In Minitab Express, you will need to click inside the histogram, then click on the plus sign to the right of the graph and select "Cutpoint" under "Binning".

- A useful technique is to superimpose an exponential curve on top of the histogram. You can do this by going to
*Graph --> Histogram*and then selecting "With Fit" and clicking "OK". You will have to select a variable as usual. Then click on the "Data View" tab, then click on "Distribution", check the "Fit distribution" box, and select "Exponential" in the "Distribution" window. Then click "OK" twice to make the graph.

In Minitab Express, you click inside the histogram, then click the plus sign to the right of the graph. Then check "Distribution fit", click the associated triangle, and select "Exponential".

- What is the mean time between births?

- Overall, does it appear that the waiting times between births follow approximately an exponential distribution? Explain your answer, and provide a plot to support your answer.

A random variable has a uniform distribution if it has a density that is constant over some interval. If a bus is equally likely to arrive any time during the next three minutes, then the time (in minutes) that you will have to wait for the bus has a uniform distribution on [0, 3]. If babies were equally likely to be born at any time of the day, the distribution of the birth times would be approximately uniform.

- Make a histogram of the birth times. Does the distribution of birth times appear to be uniform, or do you see a different pattern? Explain your answer. It would be a good idea to simulate 300 values from a uniform distribution a few times to see how much fluctuation would be expected just by chance. You can do this by going to
*Calc --> Random Data --> Uniform*.

In Minitab Express, you go to*Data --> Generate Random Data*and select "Uniform" as the distribution.

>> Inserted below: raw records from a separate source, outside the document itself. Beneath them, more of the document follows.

Issue #868, opened 2022-06-30
Sign in to self-hosted GitLab instance


MaxSchlueter:
**Describe the bug**
In organice I'm trying to sign in to my own GitLab instance. I get the following error message:
```
Project does not appear to be a valid gitlab.com URL
```
Naturally, it's not a gitlab.com URL. This should in principle be possible though, right?

munen:
Hi @MaxSchlueter 

Thank you for using organice :pray: 

Unfortunately, what you want is not possible to my knowledge. This has been researched a couple of times, at least. There should be some information in old issues, discussions or the community chat somewhere.

If this has changed, you're very welcome to provide a PR with the necessary changes. Until then, this is not a bug, but a feature request pending on changes by a third party.

Thank you for your effort :+1:

MaxSchlueter:
Hi @munen 

sure, I can have a look into it. Do you have any pointers to the research that has happened around this issue? I couldn't find any information yet looking through old issues.

munen:
Great!

Since you’re trying to implement it, personally I would ignore any prior comments and look at the Gitlab API docs directly. If it works, it works. And then it might even be a change of only a few bytes to make it work, too^^

poVoq:
Selfhosted Gitea and Codeberg.org support would be nice as well. They also support acting as a Oauth2 provider so the setup should be similar to Gitlab.com

munen:
@poVoq Are you interested to work on that? NB: Just signing in won't be enough. You'll have to create a sync back-end compatible with each of those new storage providers.

poVoq:
Wouldn't that be just git over http?

munen:
If you can implement that, it will be.

zaz:
When I tried to fork this project I initially, and ironically, got a 500 instead of a 200 OK.

It does look like GitLab instances use the same API as [gitlab.com](https://gitlab.com).  So simply replacing "gitlab.com" everywhere with the URL of the self-managed instance should work.  I attempted a fix at [change at zaz/organice » gitlab-instances](https://github.com/200ok-ch/organice/compare/master...zaz:organice:gitlab-instances), but have not tested the code yet.

zaz:
Thank you!

[...]

PR #874, opened 2022-07-02
Extend GitLab sync support to self-hosted instance

MaxSchlueter:
This is done by getting rid of hard-coded "gitlab.com" URLs, instead
creating a new persistent field that stores the hostname of the GitLab
instance and constructing the URLs based on this field.

Adresses #868

### DIFF
--- a/src/sync_backend_clients/gitlab_sync_backend_client.test.js
+++ b/src/sync_backend_clients/gitlab_sync_backend_client.test.js
@@ -7,9 +7,11 @@ import {
 
 test('Parses GitLab project from URL', () => {
   [
-    ['https://gitlab.com/user/foo', 'user%2Ffoo'],
-    ['https://gitlab.com/group/subgroup/project', 'group%2Fsubgroup%2Fproject'],
-    ['gitlab.com/foo/bar', 'foo%2Fbar'],
+    ['https://gitlab.com/user/foo', ['gitlab.com', 'user%2Ffoo']],
+    ['https://gitlab.com/group/subgroup/project', ['gitlab.com', 'group%2Fsubgroup%2Fproject']],
+    ['https://gitlab.example.com/user/foo', ['gitlab.example.com', 'user%2Ffoo']],
+    ['gitlab.com/foo/bar', ['gitlab.com', 'foo%2Fbar']],
+    ['gitlab.example.com/foo/bar', ['gitlab.example.com', 'foo%2Fbar']],
     ['gitlab.com/user-but-no-project', undefined],
     ['', undefined],
   ].forEach(([input, expected]) => {
--- a/src/actions/sync_backend.js
+++ b/src/actions/sync_backend.js
@@ -28,6 +28,7 @@ export const signOut = () => (dispatch, getState) => {
       break;
     case 'GitLab':
       persistField('gitLabProject', null);
+      persistField('gitLabHost', null);
       createGitlabOAuth().reset();
       break;
     default:
--- a/src/components/SyncServiceSignIn/index.js
+++ b/src/components/SyncServiceSignIn/index.js
@@ -113,9 +113,10 @@ function GitLab() {
   const defaultProject = 'https://gitlab.com/your/project';
   const [project, setProject] = useState(defaultProject);
   const handleSubmit = (evt) => {
-    const projectId = gitLabProjectIdFromURL(project);
+    const [hostname, projectId] = gitLabProjectIdFromURL(project);
     if (projectId) {
       persistField('authenticatedSyncService', 'GitLab');
+      persistField('gitLabHost', hostname);
       persistField('gitLabProject', projectId);
       createGitlabOAuth().fetchAuthorizationCode();
     } else {
--- a/src/sync_backend_clients/gitlab_sync_backend_client.js
+++ b/src/sync_backend_clients/gitlab_sync_backend_client.js
@@ -12,8 +12,8 @@ export const createGitlabOAuth = () => {
   let expiryPromise;
   let invalidGrantPromise;
   return new OAuth2AuthCodePKCE({
-    authorizationUrl: 'https://gitlab.com/oauth/authorize',
-    tokenUrl: 'https://gitlab.com/oauth/token',
+    authorizationUrl: `https://${getPersistedField('gitLabHost')}/oauth/authorize`,
+    tokenUrl: `https://${getPersistedField('gitLabHost')}/oauth/token`,
     clientId: process.env.REACT_APP_GITLAB_CLIENT_ID,
     redirectUrl: window.location.origin,
     scopes: ['api'],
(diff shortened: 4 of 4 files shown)


chasecaleb:
Hi, do you have a plan for dealing with the OAuth secret? The reason this only works for gitlab.com is because you need a separate OAuth integration for each GitLab instance, so unfortunately you can't just change the URL. The OAuth secret is configured at deploy time, so this won't allow using a different GitLab instance with organice.200ok.ch unfortunately. See https://github.com/200ok-ch/organice/blob/master/.env.sample

munen:
@chasecaleb Thank you for chiming in🙏

@MaxSchlueter Thank you for giving it a shot and providing a PR🙏To the best of my understanding, @chasecaleb is right. I don't see how to accommodate that requirement on the official instance. 

I suppose supporting self-hosted Gitlab instances implies a self-hosted organice instance. If so, we could add a few lines of documentation for it. I suppose that's not so bad. Anyone willing and capable to self-host a non-trivial application as Gitlab is likely capable and willing of self-hosting a single-page application or at least the official Docker image.

branch14:
Here is an idea that I briefly discussed with @munen, and we think it's feasible.

The OAuth secret mentioned by @chasecaleb is currently injected into the build. (In the code it looks like it is read from an env var, but it actually is read from the `.env` file during build time.) This happens here:

https://github.com/200ok-ch/organice/blob/c948643116b910c82aea37a3ecc00fbb922a3016/src/sync_backend_clients/gitlab_sync_backend_client.js#L17

My suggestion is the following: The sign-in form for Gitlab gets a second input field which takes the OAuth secret (aka Gitlab app token, aka client id). The second input field is disabled as long as the first input field holds a repo url for gitlab.com. If the user enters a repo url for a Gitlab instance other than gitlab.com, the second field is enabled and a token is required.

@chasecaleb What do you think?

@MaxSchlueter Would you like to give this a shot?

MaxSchlueter:
> @MaxSchlueter Would you like to give this a shot?

Sure, thanks for chiming in. I haven't worked with OAuth secrets before, but wouldn't the client secret (`REACT_APP_GITLAB_SECRET`) as a third input field be needed as well?

munen:
@MaxSchlueter Yes, both `REACT_APP_GITLAB_CLIENT_ID` and `REACT_APP_GITLAB_SECRET` will have to be overridden in the login form.

src/sync_backend_clients/gitlab_sync_backend_client.test.js
```diff
@@ -7,9 +7,11 @@ import {
...
   [
-    ['https://gitlab.com/user/foo', 'user%2Ffoo'],
-    ['https://gitlab.com/group/subgroup/project', 'group%2Fsubgroup%2Fproject'],
-    ['gitlab.com/foo/bar', 'foo%2Fbar'],
+    ['https://gitlab.com/user/foo', ['gitlab.com', 'user%2Ffoo']],
+    ['https://gitlab.com/group/subgroup/project', ['gitlab.com', 'group%2Fsubgroup%2Fproject']],
+    ['https://gitlab.example.com/user/foo', ['gitlab.example.com', 'user%2Ffoo']],
+    ['gitlab.com/foo/bar', ['gitlab.com', 'foo%2Fbar']],
+    ['gitlab.example.com/foo/bar', ['gitlab.example.com', 'foo%2Fbar']],
     ['gitlab.com/user-but-no-project', undefined],
```
schoettl, line 15: Not your code @MaxSchlueter but I just saw this: Isn't it uncommon to use `undefined` deliberately @chasecaleb @munen ? I'm not a professional JS dev but I thought `undefined` is e.g. for a forgotten return statement or an undefined variable. Wouldn't `null` be the better option here? I mean, the parse function should return null if not successful?

kephale:
I'm super excited about this PR!

munen:
@kephale Would you like to take it over? There's one small step missing that's discussed starting here: https://github.com/200ok-ch/organice/pull/874#issuecomment-1172902067

kephale:
I can check, but it was really easy to just pull these changes into the latest `main` then (at least) just run off my own instance with my instances `.env` info. 

It would certainly be *better* to be able to resolve the secret stuff at runtime instead of build time, but even without that, this solved my use case.

munen:
> It would certainly be better to be able to resolve the secret stuff at runtime instead of build time, but even without that, this solved my use case.

It works for users self-hosting Gitlab _and_ self-hosting organice, now. But not everyone is self-hosting organice. So adding two more fields to the login will be the right way to go forward.

kephale:
Some effort in this direction, but not working yet https://github.com/kephale/organice/tree/self-host-wrapup

src/sync_backend_clients/gitlab_sync_backend_client.test.js
chasecaleb: Hi @schoettl, no idea how I missed your ping all those months ago :facepalm:

>  Imo the author of the original function wanted to be explicit about it, since it's an error case. 

Yes, this is why I didn't just do `return` -- plus I generally work in languages that have a void type so they don't allow you to mix a plain `return` and `return <something>` in the same function. 

But as for specifically picking `undefined` instead of `null`... meh :shrug:. Around the time I wrote this code I was working in a TypeScript codebase that banned `null` and stuck with only `undefined` for unimportant reasons.

In my opinion deciding whether to use `null` vs `undefined` doesn't really matter beyond perhaps picking one for style/consistency reasons. Instead, it's better to write the calling code to handle both equivalently... for example, `if (foo == null) { ... }` is true if `foo` is either `null` or `undefined`. This goes doubly so for JavaScript, as opposed to Typescript where you at least _might_ know whether a value could be null vs undefined vs neither.

Here's an interesting read: https://basarat.gitbook.io/typescript/recap/null-undefined . You'll notice that Basarat agrees with you about using null, @schoettl... but at the end he also points out the TypeScript team only uses undefined and [Douglas Crockford](https://en.wikipedia.org/wiki/Douglas_Crockford) also says to avoid null.

The _real_ best practice is to use a language with neither `null` nor `undefined` :grin:  I'll see myself out now...

munen: Hi @chasecaleb 

Thanks for chiming in and giving some detailed feedback!

I like your point about writing code that handle both cases equivalently. That's very common in dynamic languages.

For sake of completeness, and future readers, I'll say that the linked [interesting read](https://basarat.gitbook.io/typescript/recap/null-undefined) doesn't completely apply to JS, as it is meant for a TS audience. For example "Don't use undefined as a means of denoting validity". For statically typed language, it's the right call. And it's reasonable to explicitly point it out when working from a dynamically typed language into a statically typed language (as is the case with TS). In a purely dynamically typed language (like JS, Clojure, Ruby, etc), it's quite common and good practice. If anyone asks why: They have different tradeoffs. Check out the example code of the article above. It's arguable that the first example, a simple one-liner is very easy to read and reason about. The second function has  a body of 7 lines, that's quite a big hit to readability. Having said so, it's the style of statically typed language, _because_ it yields a type that's easy to reason about. That's a pro, too. Just a different one. You might be inclined to like one more or the latter. Everything is ok :pray:

schoettl: Alright, so now fixed conventions about this in organice. I personally used `x === null` for my null checks because `==` generally feels so sloppy in JS and I always fear that beginners pick it up and use it for other types like `x == ''`…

The normal distribution has a density in the shape of the famous "bell curve". As you will learn later, a famous result called the Central Limit Theorem guarantees that sums and averages of many independent random variables will have approximately a normal distribution. For this reason, normal distributions are ubiquitous in nature. Although we can only be confident of observing a normal distribution when we are taking sums or averages, measurements of complex traits often have approximately a normal distribution. For example, heights and IQ scores of adults are approximately normally distributed, probably because height and IQ are in some sense "averages" of many contributing factors. Here you will investigate whether the birth weights of the babies also follows a normal distribution.

- Graph the distribution of birth weights. Does the distribution of the birth weights look to be approximately normal? (You could answer this just from the histogram, or you could try superimposing a normal curve on top of the histogram, as you did with the exponential distribution.)

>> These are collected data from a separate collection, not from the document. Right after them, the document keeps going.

PR #876, opened 2022-07-05
WIP: Links to non-org files go to GitLab

motevets:
This work in progress / proof-of-concept shows a potential solution for
links to files that are not org files or folders (#325). It does this by:

- saving the URL to the GitLab project at login time
- parsing links to files that contain a "." but are not org files
- making a link to the file with the template
  `${gitLablProjectUrl}/-/blob/${defaultBranch}/${path}`

The commit is not production ready and has not added or updated any of
the tests, but it meant to solicit early feedback on this approach.
Notably it _only_ works for GitLab sync backends (though others will
revert to the default behaviour.)

---

A working example can be seen at: https://org.kindrobot.ca

### DIFF
--- a/src/components/OrgFile/components/AttributedString/index.js
+++ b/src/components/OrgFile/components/AttributedString/index.js
@@ -16,7 +16,7 @@ import * as orgActions from '../../../../actions/org';
 
 import classNames from 'classnames';
 
-const AttributedString = ({ org, parts, subPartDataAndHandlers }) => {
+const AttributedString = ({ org, parts, subPartDataAndHandlers, getExternalFileUrl }) => {
   let className;
 
   let location = useLocation();
@@ -38,14 +38,24 @@ const AttributedString = ({ org, parts, subPartDataAndHandlers }) => {
         if (!target.includes('/../')) {
           // Normalisation succeeded, so we can safely return a <Link>
           if (!uri.match(orgFileExtensions)) {
-            // Optimistically assume that the link is pointing to a
-            // directory.
-            target = target.replace(/^\/file\//, '/files/');
-            return (
-              <Link key={id} to={target}>
-                {title}
-              </Link>
-            );
+            if(uri.match('\\.') && typeof getExternalFileUrl === 'function') {
+              // assume that this is a file that we can link to from the backend
+              target = target.replace(/^\/file\//, '/');
+              return (
+                <ExternalLink key={id} href={getExternalFileUrl(target)}>
+                  {title}
+                </ExternalLink>
+              );
+            } else {
+              // Optimistically assume that the link is pointing to a
+              // directory.
+              target = target.replace(/^\/file\//, '/files/');
+              return (
+                <Link key={id} to={target}>
+                  {title}
+                </Link>
+              );
+            }
           }
         }
       }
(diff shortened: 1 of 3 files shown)


branch14:
Thank you @motevets for your pull request. Your contribution is highly appreciated. Your motivation and approach are comprehensible. I don't mean to be blunt, but I'll be frank since I don't want to raise false hopes that we will be going into that direction. Let me use your contribution as a good basis for a discussion on how to move forward.

I concur, it is unsatisfactory that linked files cannot be opened in organice. But organice, being a PWA, runs in a browser. It should be feasible to display most files without leaving its context.

Leaving the context of the PWA raises usability issues. What happens on the 6 different platforms[1] when opening an ExternalLink? Leaving the context of the PWA will also mean losing Authorization.

Before enhancing organice we try to answer the question WWED (What would Emacs do?) Whenever possible organice tries to replicate the behavior of Emacs in order not to violate the principle of least surprise. To answer the question: As Emacs will open local files by itself, this is what organice should do.

The current implementation, which identifies org files by there extensions (`.org` or `.org_archive`) and falls back to assuming everything else is a directory is a hack -- a hack with quite some history[2]. Tackling this topic, it might be helpful to be familiar with the history, as some valid points have already been discussed by bright minds.

Adding more conditions based on looking at the path or filename does not feel like a solid solution. IMO the only way to handle files (and directories) properly is to fetch it and deal with what is received. This might mean we have to convert raw image data into displayable blobs and maybe enhance the sync backend clients.

Organice's sync backend clients are implemented as a strategy pattern. The set of functions exposed by the modules is an interface that all clients must adhere to. Adding to this interface raises some concerns as divergence is a maintainability issue.

Again, I didn't mean to be blunt. I want to thank you for the time you put into this and I love to see the joined effort in improving organice's features and usability.


[1] The 6 platforms organice runs on

- in a desktop browser
- in a mobile browser
- as PWA installed on android
- as PWA installed on ios
- webview in android app (soon to come)
- webview in ios app (soon to come)

[2] History of organice's file browser

- https://github.com/200ok-ch/organice/pull/307
- https://github.com/200ok-ch/organice/issues/311

motevets:
Thank you for your thoughtful response @branch14 . I had a feeling this would not be a generally acceptable solution. I implemented it in my fork, and it's suiting my needs, so in the spirit of open source, I thought I should share back my modifications for consideration, no matter how remote the chances of them getting merged in. I'll go ahead and close this PR.

I'd be interested in contributing a more cohesive and comprehensive PR down the road when I have the time, unless its on someone at 200ok's todo list.

munen:
@motevets It's something that we have thought about in the back of heads since starting organice. So, if somebody beats us to the chase, we will be thankful for the contribution.

When you have time, and we haven't implemented this yet, we are happy to support you with guidance, code reviews and testing anytime :pray:

motevets:
I was thinking about this some more and was wondering if this would be an acceptable solution based on what you said.

>  This might mean we have to convert raw image data into displayable blobs and maybe enhance the sync backend clients.

Since the sync backends already have the ability to sync data, would it be acceptalbe to make blobs from the raw data and trigger a download? I think that would work for all the different PWA use-cases, and it might be an itterative step towards displaying an image inside of organice (for say, inline images). (Side note: inline images aren't a big motivation for me. I'm more likely to have links to PDFs or other files I'll need while completing the task.

branch14:
@motevets Yes, triggering a download might be a good first step. It might even be enough for many file types.

I guess there will be a lot of edge cases that need to be dealt with, e.g. what if someone links to large files. Ideally the sync backends provide ways to query metadata, like mimetype and size, and organice can take suitable actions based on that.

But even for larger files a download might be the expected outcome. (Some anecdotal evidence: Decades ago I worked at an organization that had no limit on the size of email attachments and staff would regularly send ISO images and then complain to IT that their inboxes are full and everything is slow. Good times.)

 If we had metadata we could issue a warning before starting the download.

In this lab, you have investigated six of the most important distributions in probability theory. You should now have a good idea of when to expect these distributions to appear. For the random variables below, indicate whether you would expect the distribution to be best described as geometric, binomial, Poisson, exponential, uniform, or normal. We do not have data, so you will not to use the computer for these questions. For each item, give a brief explanation of your answer. A one-sentence explanation should be sufficient.

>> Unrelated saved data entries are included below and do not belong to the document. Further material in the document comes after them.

Issue #864, opened 2022-06-28
Change log renders above previously opened view component


tarnung:
Recently the changelog acts strangely for me.
I had cases where the changelog showed up double. The view started out scrolled somewhere into the middle of the changelog and as i scrolled down to the start of the history it repeated (again showing "general" and the whole change log beneath it).
Now i discovered an even stranger bug. I opened the change log from the settings menu and the change log again started scrolled down quite a bit. As i scrolled past the end i scrolled into the settings menu which was still there below the change log.

The bug is reproducible. It happens every time i open the changelog from the settings menu
I observed this on my android phone and in the desktop browser.

The starting scrolled down part is probably due to the browser keeping its scroll position since it does not load a new view but prepends the changelog to whatever view is shown already.

munen:
Confirmed. That's a pretty ugly bug, too.

I propose fixing it by getting rid of the concept 'modal' for changelogs in the sense that it would be nice to have [proper routes wherever we can](https://github.com/200ok-ch/organice/issues/26).

munen:
I have created a PR. Sample and Changelog now only work with their own routes `/sample` and `/changelog`. There's no weird 'modal logic' that puts stuff on top of stuff.

If you would like to review it, that would be nice. If you like it, please go ahead and merge it.

PR #878, opened 2022-07-07
fix: Start from the top

munen:
Reported in https://github.com/200ok-ch/organice/issues/864

The regression was visible, for example, when going first to settings and then to the changelog. The changelog would then show in a 'scrolled down' position.


branch14:
:+1:

Issue #880, opened 2022-07-07
Documentation has escaped HTML


schoettl:
Seems to be a bug in the documentation make/deploy process...

![grafik](https://user-images.githubusercontent.com/1301843/177836179-88ceff18-c1ed-4dc5-b206-72b09199d6ce.png)

https://organice.200ok.ch/documentation.html

munen:
Good catch!

@branch14 recently introduced nice labels for the Readme. Doesn't look like they are playing well with the docs -_-

![image](https://user-images.githubusercontent.com/505721/177836462-3db0ed9f-e4e0-48fd-a967-d1245808ef37.png)

munen:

- The number of days that we have to wait before the first Daily 4 number drawn in the California State Lottery is a 6. (Each day, this number is equally likely to be any of the 10 digits.)

- The amount of time before the next plane crash in the United States.

- The number of typographical errors on a page in the rough draft of a report.

- The number of times that a rifle shooter hits a target if he shoots 10 times.

- The number of phone calls that a salesperson gets in the next hour.

- The number of minutes that the salesperson is waiting before her next phone call.

- The time of day that the next major earthquake occurs in Southern California.